**The problem**
A complete, exact retyping of the data below is required.

[Dataset content]

PR #203, opened 2020-10-29
generalize mechanism for custom linearizations

marcrasi:
This adds a `static func linearized` to the Factor protocol, with a default implementation that does the default linearization using AD. This allows conformances to customize the linearization. This replaces the ad-hoc code that we had in FactorsStorage.swift that gave certain specific factors custom linearizations.

I'm planning to use this for my performance work in https://github.com/borglab/SwiftFusion/pull/202, but it's complicated and self-contained enough that I thought it should be a separate PR too.

### DIFF
--- a/Sources/SwiftFusion/Inference/Factor.swift
+++ b/Sources/SwiftFusion/Inference/Factor.swift
@@ -45,6 +45,19 @@ public protocol VectorFactor: Factor {
   /// of `x`.
   func linearizableComponent(at x: Variables)
     -> (LinearizableComponent, LinearizableComponent.Variables)
+
+  /// Returns the linearizations of `factors` at `x`.
+  ///
+  /// The reason this method operates on a collection instead of a single element is so that the
+  /// result can be type-erased without paying a huge performance cost. The type-erasure lets the
+  /// implementation choose the most efficient type for storing the linearization, without
+  /// affecting the callers.
+  ///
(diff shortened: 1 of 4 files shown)


Sources/SwiftFusion/Inference/Factor.swift
```diff
@@ -246,3 +259,71 @@ where Head: Differentiable, Tail: DifferentiableVariableTuple {
...
+  /// affecting the callers.
+  public static func linearized<C: Collection>(_ factors: C, at x: VariableAssignments)
+    -> AnyGaussianFactorArrayBuffer where C.Element == Self
+  {
+    typealias TangentVector = LinearizableComponent.Variables.TangentVector
+    typealias Linearization<A> = Type<JacobianFactor<A, ErrorVector>>
+      where A: SourceInitializableCollection, A.Element: Vector & DifferentiableVariableTuple
+
+    // For small dimensions, we use a fixed size array in the linearization because the allocation
+    // and indirection overheads of a dynamically sized array are releatively big.
```
ProfFan, line 280: relatively

ProfFan (approved):
Great! Note we also need to migrate the ppca branch because I added two specializations there.

marcrasi:
> Great! Note we also need to migrate the ppca branch because I added two specializations there.
 
I merged master into that branch right after merging this, so they're combined now!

[/Dataset content]

**Your solution**
PR #203, opened 2020-10-29
generalize mechanism for custom linearizations

marcrasi:
This adds a `static func linearized` to the Factor protocol, with a default implementation that does the default linearization using AD. This allows conformances to customize the linearization. This replaces the ad-hoc code that we had in FactorsStorage.swift that gave certain specific factors custom linearizations.

I'm planning to use this for my performance work in https://github.com/borglab/SwiftFusion/pull/202, but it's complicated and self-contained enough that I thought it should be a separate PR too.

### DIFF
--- a/Sources/SwiftFusion/Inference/Factor.swift
+++ b/Sources/SwiftFusion/Inference/Factor.swift
@@ -45,6 +45,19 @@ public protocol VectorFactor: Factor {
   /// of `x`.
   func linearizableComponent(at x: Variables)
     -> (LinearizableComponent, LinearizableComponent.Variables)
+
+  /// Returns the linearizations of `factors` at `x`.
+  ///
+  /// The reason this method operates on a collection instead of a single element is so that the
+  /// result can be type-erased without paying a huge performance cost. The type-erasure lets the
+  /// implementation choose the most efficient type for storing the linearization, without
+  /// affecting the callers.
+  ///
(diff shortened: 1 of 4 files shown)


Sources/SwiftFusion/Inference/Factor.swift
```diff
@@ -246,3 +259,71 @@ where Head: Differentiable, Tail: DifferentiableVariableTuple {
...
+  /// affecting the callers.
+  public static func linearized<C: Collection>(_ factors: C, at x: VariableAssignments)
+    -> AnyGaussianFactorArrayBuffer where C.Element == Self
+  {
+    typealias TangentVector = LinearizableComponent.Variables.TangentVector
+    typealias Linearization<A> = Type<JacobianFactor<A, ErrorVector>>
+      where A: SourceInitializableCollection, A.Element: Vector & DifferentiableVariableTuple
+
+    // For small dimensions, we use a fixed size array in the linearization because the allocation
+    // and indirection overheads of a dynamically sized array are releatively big.
```
ProfFan, line 280: relatively

ProfFan (approved):
Great! Note we also need to migrate the ppca branch because I added two specializations there.

marcrasi:
> Great! Note we also need to migrate the ppca branch because I added two specializations there.
 
I merged master into that branch right after merging this, so they're combined now!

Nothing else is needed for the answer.